Under Fallin Skies: Designer’s Diary 1 – Enemy Ships

Are you curious about Under Falling Skies from our partner publisher Czech Games Edition, which was released in German in fall 2020? In this designer diary, Tomas Uhlir gradually gives insights into different areas of game development:

„As you may already know, this game [note: as Under Falling Skies PnP] was initially developed for the 9-card Nanogame PnP Contest before CGE picked it up for publication. The majority of these contests spring from Work In Progress-Threads – like the one I ran for Under Falling Skies. Developers use these threads to share the progress of their game. Aside from being a great source of motivation, it’s also the ideal way to get valuable feedback and make sure you’re on the right track.

Inspired by these threads, I decided to share some of the new features you can expect in the upcoming official release. This time, I want to tell you a bit about the enemy ships development process.

Most of the game consists of moving enemy ships on explosions, then blowing them out of the sky with a redeeming shot. in the print-and-play version, everyone takes their own components for this, and as you can see, some players had exceedingly fantastic and creative ideas. From colored bricks, to a variety of buttons or miniatures from other games, to self-printed 3D figures.

But even if simple dice serve their purpose, they are not always ideal. I tried to develop an unambiguous user interface to allow the player to concentrate fully on the game.

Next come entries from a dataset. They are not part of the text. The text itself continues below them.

PR #323, opened 2017-06-04
ModSettings: support multiple pages

TheLacus:
Places settings in a list of panels instead of a single one, in order to
support more than 38 keys.
A button and the keyboard Tab key can be used to switch among pages.


Interkarma:
This is a good idea! 👍

PR #324, opened 2017-06-04
Correct stat raising calculations

Allofich:
Stat raising calculations should now be correct with this PR. This works for all the test cases I've used.

In a werewolf save I'm using (downloaded from the Internet), it looks like the skills raised by being a werewolf also have their advancement modifier halved, so they rise more easily. The character in the save is in human form but gets this benefit it seems. There may be something similar with vampires. This will need some more testing but I'm not going to bother with it for now.


Interkarma:
Thank you for continuing to work on this! 👍

PR #325, opened 2017-06-04
Fix for null reference on Unity saves

Allofich:
In an earlier PR I fixed null reference to skillUses[] on a new character, but it also happens with Unity saves that were saved before the additional data. This PR initializes the array in that case. It also sets EstimateStartingLevelUpSkillSum() to only be called if the skillsum is 0 because nothing was in the save file.

I guess stuff will continue to be added to the save file, so is this the way to handle missing data? Maybe defaults should be set first and things only assigned from the loaded file if they are non-null/non-0.


Interkarma:
Thank you. Yep need to make sure data not otherwise recovered from saves is initialised with some sensible defaults. This is fairly automatic for field values but gets more interesting around arrays. Lists can also help avoid this as their internal array is always initialised to 0 members provided list itself is created at construct time. I think an array is perfect in this case however. :)

I'm happy for this to be something that happens on a case-by-case basis, as "sensible defaults" might mean something a bit different each time.

PR #326, opened 2017-06-07
Fix input text overlapping

Allofich:
This is sort of a patched-on-top fix for overlapping text when you click on the banner/statue at Shedungent. This problem has been around since one of the changes I made some time ago to text formatting.

What classic seems to actually do is add these input text prompts to the same "popup text" lines used for things like "-- just died."


Interkarma:
Cheers mate.

PR #331, opened 2017-06-12
Do nothing if rest key is pushed while in air

Allofich:
Currently in DF Unity if you push the rest key while in the air you get the "There are enemies nearby." message. With this PR instead nothing happens, the same as classic.


Allofich:
Or, hold on. Let me rewrite it a bit.

Allofich:
Ok, rewrote it.

PR #332, opened 2017-06-12
Import player orientation from classic saves

Allofich:
This imports the pitch and yaw values from classic saves, resolving http://forums.dfworkshop.net/viewtopic.php?f=24&t=424&sid=3e361409f513f292e15381a7752cc11f.

After the pitch and yaw data is what seems to be a copy of the player position data found in the header. It is this position data, and not the player position data in the header, that determines where the player is when a save is loaded in classic. There is additional data after that, but I don't know what it is.


Interkarma:
Woo! Thanks for this one! :)

PR #485, opened 2017-09-23
SettingsWindow: visual improvements

TheLacus:
Reduced font size to get space for more settings. @ajrb 

@Nystul-the-Magician 
Had to add a property to ListBox because label is not publicly accesible.

### DIFF
--- a/Assets/Scripts/Game/UserInterface/ListBox.cs
+++ b/Assets/Scripts/Game/UserInterface/ListBox.cs
@@ -41,6 +41,7 @@ namespace DaggerfallWorkshop.Game.UserInterface
         bool wrapWords = false;
         int rowsDisplayed = 9;
         int rowSpacing = 1;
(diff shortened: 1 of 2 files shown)


TheLacus:
@Interkarma 
Not completely IT but i'm happy to add post processing in core if you want. The only thing that stop me is that toggles for individual effects are more options to add; also, for some effects, i included a performance/quality "slider" that merge all options provided by API and i would prefer not to lose it. 

If you're ok with this i'm going to add a postprocessing page to settings window, otherwise please add v0.2 to the released mods list. I'm fine either way :)

Nystul-the-Magician:
I usually did it like this (you can set textScale for every listbox item independently:
listbox.AddItem(listItem, out textLabelOut);
textLabelOut.textLabel.TextScale = 0.75f;

but setting it through listbox may be easier if you need same size for all, yes

PR #487, opened 2017-09-24
fixes to TextLabel and MultiFormatTextLabel - infopanel values updated

Nystul-the-Magician:
sry hazelnut for screwing up things - hope this works now good enough
LineHeight in MultiFormatTextLabel fixed


Interkarma:
Nystul, I just reverted this one. It breaks like spacing quite badly. Screenshot below and in the revert commit. Sorry mate.
line-spacing

Nystul-the-Magician:
is it really necessary to revert the pull request? isn't just rejecting also good!
every revert is causing me HUGE amount of work since i need to backmerge - if you can pls don't do it again!

Nystul-the-Magician:
sry for the inconvenience. Have overseen this. Should not work late at night even if hazelnut is needing help ;)
new pull request should work better

PR #490, opened 2017-09-25
MeshReplacement: Early implementation of StreamingWorld trees

TheLacus:
Instantiate trees from mods on streaming world. It needs some good optimization and i've yet to get the correct positions, but we're almost there.

trees


Nystul-the-Magician:
wow amazing

ajrb:
O M G

Dude, that is fantastic!

Interkarma:
I just spotted this. This has a lot of potential!

PR #492, opened 2017-09-26
Trees: fixes and tweaks

TheLacus:
It's still a bit off, don't know if due to terrain resolution or something i can fix.

treeposition 1
treeposition 2

### DIFF
--- a/Assets/Scripts/Terrain/TerrainHelper.cs
+++ b/Assets/Scripts/Terrain/TerrainHelper.cs
@@ -381,6 +381,7 @@ namespace DaggerfallWorkshop
 
             // Remove exiting billboards
             dfBillboardBatch.Clear();
+            MeshReplacement.ClearNatureGameObjects(terrain);
 
             // Seed random with terrain key
             Random.InitState(MakeTerrainKey(dfTerrain.MapPixelX, dfTerrain.MapPixelY));
--- a/Assets/Scripts/Utility/AssetInjection/MeshReplacement.cs
+++ b/Assets/Scripts/Utility/AssetInjection/MeshReplacement.cs
@@ -120,9 +120,9 @@ namespace DaggerfallWorkshop.Utility.AssetInjection
             if (!LoadGameObjectFromMods("Flats", name, out prefab))
                 return false;
 
-            // Get instance properties (TODO: position is different than original)
+            // Get instance properties
             TerrainData terrainData = terrain.terrainData;
-            Vector3 position = new Vector3(x / (float)terrainData.heightmapWidth, 0.0f, y / (float)terrainData.heightmapHeight);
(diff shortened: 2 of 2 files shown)


Interkarma:
I had a similar issue with aligning tree billboards. The secret sauce for me was to use Terrain.SampleHeight() rather than the raw terrain data itself. Unity returns a much more accurate result within the scene. Have a look at TerrainHelper.LayoutNatureBillboards() around line 460 for where I do this.

Let me know if there's anything I can do to help. :)

TheLacus:
Thanks for the tip, but i tried working on the y axis and it didn't work. Whatever value i assign i get the same result in game, only x and z affects the position. Tree is always placed correctly on terrain on height.

This 2d position on terrain plane is assigned as values in range 0-1, relative to terrain; this means that i'm calculating position as currentTile/detailResolution. Don't know if there is a way to get a more precise value than this, i'll get to do more tests and report again.

TheLacus:
Anyway, i'd like to include a WindZone. I tested it as a component of WeatherManager go and it works fine, do you think is ok there? Or you prefer i add it via script only if modding is enabled?

Interkarma:
My misunderstanding then, I thought you were having troubles with the vertical placement. I will formulate a better answer for you when I can. :)

TheLacus:
I'll keep an eye on this but i don't think is an important issue for now.
What about wind? No rush but i wonder if you missed my second comment :)

Interkarma:
I'm sorry for the delayed reply. I got a bit distracted and forgot to loop back to you.

Happy for WindZone to be part of WeatherManager if that makes things easier for you. If there's any performance impact, I only ask the component is disabled at startup if mods not enabled. :)

Interkarma:
For the layout process - I'm not sure but if you need to provide a range of 0-1, could you keep things within the same domain as LayoutNatureBillboards()? The X/Y loop is stepping through tiles relative to MapsFile.WorldMapTileDim, so u=x/(MapsFile.WorldMapTileDim-1) and v=y/(MapsFile.WorldMapTileDim-1) should come very close as the tile grid is already considered to cover the whole terrain tile edge to edge.

The terrain terrainData.detailResolution you're using in ImportNatureGameObject() is set by the terrain sampler's heightmap dimension, which by default is 129 (close, but slightly off from MapsFile.WorldMapTileDim). It's also possible for a replacement terrain sampler to use a higher resolution heightmap, which would really throw things out of kilter as the heightmap dimension would no longer be close to WorldMapTileDim.

I hope that helps. If you still get stuck, I'd be happy to try and help. I'd just need some quick steps on setting up a test environment to reproduce problem properly. :)

TheLacus:
Thanks for the detailed answer. You're right, i had the solution in front of my eyes the whole time, thank you for pointing out WorldMapTileDim :)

Even with PnP, I quickly realized that the numbers on the explosions need to be at the bottom of their field, so they remain visible even when an enemy ship is on them.

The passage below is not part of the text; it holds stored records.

PR #494, opened 2017-09-27
Guild services - initial implementation (identification)

ajrb:
- Can now identify things at mages guild. (Allofich, can you check the new formula please?)
- Can now purchase random items from magic items seller in mages guild. (Allofich, please check I used formulas correctly)
- Items to be purchased have a yellow highlight.
- All mage guild & fighters guild npcs have popups now.
- Two temple npcs have popups.
- Quest popup will be assimilated at some point. (once Gav is happy)

### DIFF
--- a/Assets/Scripts/Game/UserInterfaceWindows/DaggerfallGuildServicePopupWindow.cs
+++ b/Assets/Scripts/Game/UserInterfaceWindows/DaggerfallGuildServicePopupWindow.cs
@@ -11,8 +11,11 @@
 
 using UnityEngine;
 using DaggerfallWorkshop.Utility;
+using DaggerfallWorkshop.Game.Entity;
+using DaggerfallWorkshop.Game.Items;
 using DaggerfallWorkshop.Game.UserInterface;
 using DaggerfallConnect;
+using DaggerfallConnect.Arena2;
 
 namespace DaggerfallWorkshop.Game.UserInterfaceWindows
 {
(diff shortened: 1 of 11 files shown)


Interkarma:
Very happy to see this here. :) Will merge and test soon.

Allofich:
Sounds like good stuff! I'll try to figure out the formulas if/when I can.

ajrb:
Yeah, no real rush just whenever you can mate.

Assets/Scripts/Game/UserInterfaceWindows/DaggerfallGuildServicePopupWindow.cs
```diff
@@ -0,0 +1,194 @@
...
+        // Fighters Guild:
+        FG_Training = 849,
+        FG_Repairs = 850,
+        FG_Quests = 851,
+
+        // Temples:
+        Make_Donation = 810,
+        Cure_Diseases = 813,
+    }
+
```
Allofich: I'm thinking of adding enums for all the faction IDs, to be accessible from anywhere, as things are called by faction ID for all kinds of things. Is it OK with you do to that and remove this section?

Allofich: Never mind, I changed my mind, and I don't think I would have needed to delete this section anyway.

ajrb: I missed this, sorry. Glad you change your mind, because I looked as how Gav was thinking of doing it, and realised how big the case statement would be if the guild and the service are separated for this. This way, the enum uses faction id tell the popup which service it is for, and the guild is a separate piece of data.

PR #496, opened 2017-09-28
Purchase UI refinements & some bugfixes

ajrb:
- Fix race bug with createRandomClothing
- Fix weight handling when purchasing
- Correct equip behaviour when purchasing
- Fix for material weight calculation. (Was causing Dwarven and Ebony weapons and armour to weigh nothing)


Interkarma:
Some good stuff in there, cheers! 👍

PR #498, opened 2017-09-30
Fix inventory window not being refreshed after trying to equip prohibited items

Allofich:
For http://forums.dfworkshop.net/viewtopic.php?f=24&t=735&p=8659#p8659

### DIFF
--- a/Assets/Scripts/Game/UserInterfaceWindows/DaggerfallInventoryWindow.cs
+++ b/Assets/Scripts/Game/UserInterfaceWindows/DaggerfallInventoryWindow.cs
@@ -1010,6 +1010,7 @@ namespace DaggerfallWorkshop.Game.UserInterfaceWindows
                     messageBox.ClickAnywhereToClose = true;
                     messageBox.Show();
                 }
+                Refresh();
                 return;
             }
             // Try to equip the item, and update armour values accordingly


ajrb:
I don't think that refresh is necessary. Did you reproduce the issue, because I can't.

Allofich:
Weird, I thought I did, but now I didn't have the issue...

I'll dig around a bit more.

ajrb:
It may have been connected to the bug when dead enemies were leaving their items marked equipped? If someone was equipping from corpse and it was prohibited that would give the symptoms but would be same bug. (which is fixed)

Allofich:
Yeah, I can't reproduce now. Maybe I just thought I saw the issue because I was expecting to and didn't notice the item in my inventory. I'll close this, then.

ajrb:
I think there may be an issue with prohibited code with classic saves imported. Can't confirm because I only have saves that are hacked which have the issue. A Daedric item generated in DFU has native material of 9, but imported from classic (hacked) has a material 521 for Daedric.

This breaks the prohibited code, but not completely sure it isn't from the wierd saves. Just in case you had the info.

Allofich:
Thanks, I see the problem. Yes, the material enums are different in DF Unity and classic, and DF Unity should probably be changed to match classic.

In DF Unity, leather, chain and plate are included in the material enum, whereas in the classic saves there is the material enum (0 through 9) followed by the armor type enum (0 = leather, 1= chain, 2=plate). For daedric armor, classic saves have 09 (daedric) 02 (plate). Weapons don't have the second part, so a daedric weapon is just 09 00.

I tried to compensate for this in the prohibited item check but I shifted a number the wrong direction. I'll put up a PR.

Allofich:
> A Daedric item generated in DFU has native material of 9

Are you sure? For a weapon, that should be right, but I think DF Unity items will use the ArmorMaterialsType enum and assign ArmorMaterialsType.Daedric, which is 0x0209. If not, my prohibited armor material check probably won't work for DF Unity-generated armor.

I said the DF unity enums should probably be matched to classic but I wonder if it would cause havoc with existing items.

ajrb:
Sorry that was for a sword. Should have said. I assume prohibited materials apply to weapons as well?

Allofich:
They do. So the DF Unity you checked was a sword, but the classic item you checked was an armor piece, right?

ajrb:
Yes. Armour matches, DFU weapons don't.

Allofich:
Sorry to keep going with this, but what do you mean that DFU weapons don't match? Is there a problem that still needs to be fixed?

ajrb:
No problem about keeping going with this, I've just been quite ill with flu. There's definitely still an issue with it (I think) because it stops a char with forbidden mats of leather, iron & steel from equip daedric, but until I am fully back on my feet and can think clearly I don't have any chance of figuring out what exactly is wrong.

Allofich:
Just submitted a PR to fix it, thanks.

PR #507, opened 2017-10-05
Implement tallying of running skill

Allofich:
Implements running skill tallying.

In classic, the function to tally the running skill is called by what seems to be a constant update loop, and because of this the rate at which it is tallied varies by how fast the game is running. I did a few tests and found that in both a town and dungeon environment, in my DosBox setup (running at 30000 cycles) the tally rate is about 16 per second that the run key is held down as long as you aren't riding a horse, even if you aren't moving. I set it so that PlayerMotor.isRunning has to be true for the tally to occur.


Interkarma:
Awesome work, thank you! 👍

But in fact it depended on what components were used. Because many players still often tended to hide the number on the field with the ships. Or they learned to place the ship above the number so that it remained visible, but then it was often not clear on which field the ship really was.

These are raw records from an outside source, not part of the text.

PR #508, opened 2017-10-06
Fixes for training

Allofich:
Fixes and adjustments to training to make it more like classic.

1. Fixed black screen background on message popups.
2. Added "You don't have enough gold" popup and prevent training if player doesn't have enough gold.
3. Fatigue loss is now defaultFatigueLoss per minute * 180 minutes, which I think is what it is in classic.
4. Number of skill tallies gained matches classic.
5. Time of last training is imported from classic saves.

Hazelnut, I think I can add in all of the trainers and their lists of offered skills pretty easily, too, unless you want to do it.

### DIFF
--- a/Assets/Scripts/API/Save/CharacterRecord.cs
+++ b/Assets/Scripts/API/Save/CharacterRecord.cs
@@ -77,6 +77,7 @@ namespace DaggerfallConnect.Save
             doc.startingLevelUpSkillSum = parsedData.startingLevelUpSkillSum;
             doc.minMetalToHit = parsedData.minMetalToHit;
             doc.armorValues = parsedData.armorValues;
+            doc.lastTimePlayerBoughtTraining = parsedData.lastTimePlayerBoughtTraining;
             doc.timeForThievesGuildLetter = parsedData.timeForThievesGuildLetter;
             doc.timeForDarkBrotherhoodLetter = parsedData.timeForDarkBrotherhoodLetter;
             doc.darkBrotherhoodRequirementTally = parsedData.darkBrotherhoodRequirementTally;
@@ -167,6 +168,9 @@ namespace DaggerfallConnect.Save
 
             reader.BaseStream.Position = 0x1fd;
             parsedData.timeStamp = reader.ReadUInt32();
+
+            reader.BaseStream.Position = 0x209;
+            parsedData.lastTimePlayerBoughtTraining = reader.ReadUInt32();
 
             reader.BaseStream.Position = 0x211;
             parsedData.timeForThievesGuildLetter = reader.ReadUInt32();
--- a/Assets/Scripts/Game/Entities/DaggerfallSkills.cs
+++ b/Assets/Scripts/Game/Entities/DaggerfallSkills.cs
@@ -368,7 +368,7 @@ namespace DaggerfallWorkshop.Game.Entity
             return GetPrimaryStat((DFCareer.Skills)index);
         }
 
-        public int GetAdvancementMultiplier(DFCareer.Skills skill)
+        public static int GetAdvancementMultiplier(DFCareer.Skills skill)
         {
             switch (skill)
             {
--- a/Assets/Scripts/Game/Entities/PlayerEntity.cs
+++ b/Assets/Scripts/Game/Entities/PlayerEntity.cs
@@ -71,10 +71,10 @@ namespace DaggerfallWorkshop.Game.Entity
         protected ushort[] priceAdjustmentByRegion = FormulaHelper.RandomRegionalPriceAdjustments();
 
         // Fatigue loss per in-game minute
-        private int DefaultFatigueLoss = 11;        // According to DF Chronicles and verified in classic
-        //private int ClimbingFatigueLoss = 22;     // According to DF Chronicles
-        private int RunningFatigueLoss = 88;        // According to DF Chronicles and verified in classic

The official edition allowed us to be more generous when it came to choosing the game material. So we decided to use plastic miniatures for the enemy ships. The decision behind this was not only due to aesthetics, but mainly practical in nature. I wanted a C-shaped ship design that would fit on the field but not obscure the number. Inspired by the Raider ships from Battlestar Galactica, we discarded many different versions before settling on the final design. We asked Kwanchai Moriya to work on the illustrations and design of the game elements, and he showered us with designs to choose from.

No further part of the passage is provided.